Building AI Agents with the Vercel AI SDK

If a chatbot is like a helpful person at an information desk, an AI agent is like a personal assistant who can leave the desk, go out into the world, and get things done for you.

An agent is an autonomous system that can understand a high-level goal, break it down into steps, use tools to execute those steps, and adapt its plan based on the results. This is the leap from simply answering questions to actively solving problems.

How Do Agents Work?

At its core, an agent operates in a loop: it assesses a goal, chooses a tool, executes it, observes the result, and then decides what to do next. This process, often called a ReAct (Reason + Act) loop, allows the agent to tackle complex tasks that require multiple steps or access to external information.

The Vercel AI SDK makes building these agentic systems surprisingly simple. Instead of you having to manually create this loop, the SDK's generateText function can manage it for you using its powerful tool-calling and maxSteps features.

Building a Simple Multi-Step Agent

Let's build a simple math agent that can solve a multi-step word problem. The agent will have two tools: a calculator and an answer tool to deliver the final result.

Notice how we're not telling it when to use the calculator, just that it's available. The magic of the agent is that it will reason about the problem and decide for itself when a tool is necessary.

// lib/agents/math-agent.ts
import { generateText, tool } from 'ai';
import { openai } from '@ai-sdk/openai';
import { z } from 'zod';
import * as mathjs from 'mathjs';

// Ensure you have a .env file with your OPENAI_API_KEY
import 'dotenv/config';

async function main() {
  const { text, toolCalls, finishReason } = await generateText({
    model: openai('gpt-4o'),
    // The `maxSteps` parameter allows the model to recursively call tools.
    maxSteps: 5,
    tools: {
      // A calculator tool that the model can use to evaluate math expressions.
      calculator: tool({
        description: 'A tool to evaluate mathematical expressions.',
        parameters: z.object({
          expression: z.string().describe('The mathematical expression to evaluate.'),
        }),
        execute: async ({ expression }) => mathjs.evaluate(expression),
      }),
      // An answer tool that the model uses to provide the final answer.
      answer: tool({
        description: 'A tool to provide the final answer to the user.',
        parameters: z.object({
          finalAnswer: z.string().describe('The final answer.'),
          explanation: z.string().describe('A step-by-step explanation of how the answer was derived.'),
        }),
        // When the model calls this tool, it will terminate the agent loop.
      }),
    },
    prompt: `You are a helpful math assistant.
      A user is asking a question about a word problem.
      Reason step-by-step and use the calculator tool when needed.
      When you have the final answer, use the "answer" tool to provide it.

      Question: A taxi driver earns $9461 in a 1-hour shift.
      If they work 12 hours a day and use 14 liters of petrol per hour at a price of $134 per liter,
      how much money does the driver earn in one day after deducting petrol costs?`,
  });

  console.log('---');
  if (finishReason === 'tool-calls') {
    const answerToolCall = toolCalls.find(call => call.toolName === 'answer');
    if (answerToolCall) {
      console.log('Final Answer:', answerToolCall.args.finalAnswer);
      console.log('\nExplanation:\n', answerToolCall.args.explanation);
    } else {
      console.log('The agent did not provide a final answer.');
    }
  } else {
    console.log('Final Text Response:', text);
  }
  console.log('---');
}

main();

In this example:

  1. We give the model a prompt and a set of tools.
  2. We set maxSteps: 5, which tells the AI SDK to let the model make up to 5 sequential tool calls to solve the problem.
  3. The model first reasons that it needs to calculate the total earnings and total fuel cost. It calls the calculator tool multiple times to do this.
  4. After each tool call, the result is fed back into the model's context, allowing it to plan its next step.
  5. Once it has all the information it needs, it calls the answer tool to present the final, structured result. Because the answer tool has no execute function, the AI SDK knows this is a terminal step and stops the loop.
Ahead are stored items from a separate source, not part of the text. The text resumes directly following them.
PR #218, opened 2021-05-05
add dependabot

bennetelli:


gwenneg (changes requested):
Could you please add an additional `package-ecosystem` for GitHub Actions?

See https://docs.github.com/en/code-security/supply-chain-security/keeping-your-actions-up-to-date-with-dependabot.

.github/dependabot.yml
```diff
@@ -0,0 +1,18 @@
...
+# https://help.github.com/github/administering-a-repository/configuration-options-for-dependency-updates
+
+version: 2
+updates:
+  - package-ecosystem: "maven"
+    directory: "/"
+    schedule:
+      interval: "daily"
+    ignore:
+      - dependency-name: "org.apache.maven.plugins:maven-compiler-plugin"
```
gwenneg, line 13: Why should this be ignored?

bennetelli: got it from the quarkus splunk extension (https://github.com/quarkiverse/quarkus-logging-splunk/blob/main/.github/dependabot.yml) and thought it could happen that dependabot wants to update transitive dependencies of compiler plugin, but I didn't challenge it. We can delete it and see if dependabot erroneously wants to update transitive dependencies of compiler plugin.

gwenneg: Let's try without this and see how it goes. AFAIK, dependabot only deals with direct dependencies and does not check transitive one.

gwenneg (approved):
LGTM

PR #221, opened 2021-05-05
NOTIF-187 Return 200 only if behavior group actions update is successful

gwenneg:


src/main/java/com/redhat/cloud/notifications/db/BehaviorGroupResources.java
```diff
@@ -143,8 +149,7 @@
             return session.createQuery(checkQuery, UUID.class)
                     .setParameter("accountId", accountId)
                     .setParameter("id", behaviorGroupId)
-                    .getSingleResultOrNull()
-                    .onItem().ifNull().failWith(new NotFoundException("Behavior group not found: " + behaviorGroupId))
+                    .getSingleResult()
```
gwenneg, line 152: A `NoResultException` is thrown here if the behavior group was not found.

josejulio (approved):
lgtm

josejulio:
Thanks!

PR #230, opened 2021-05-06
add cloudwatch logging

bennetelli:


gwenneg (commented):
Will that cause the issue we discussed (Vert.x blocked thread)?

This is the power of agentic design. We provided the goal and the tools, and the agent figured out the rest.

Key Concepts for Building Agents

  • Tool Definition: Tools are the actions your agent can take. They should be well-described so the LLM knows when and how to use them. Using zod for parameters ensures the data passed to your tools is always correctly structured.
  • State Management: For more complex agents, you'll need a way to persist information between interactions. This could be a simple object in memory, or a more robust solution like a database.
  • Planning: The LLM's ability to break down a large goal into smaller, manageable steps. This is often guided by a strong system prompt that encourages the model to "think step-by-step."
  • Multi-Agent Systems: For very complex workflows, you can even have multiple specialized agents collaborate. For example, a "researcher" agent could find information, and a "writer" agent could use that information to compose a report.

Building AI agents is one of the most exciting frontiers in software development. With a framework like the Vercel AI SDK, you can move from simple Q&A bots to creating truly autonomous systems that can reason, plan, and solve real-world problems.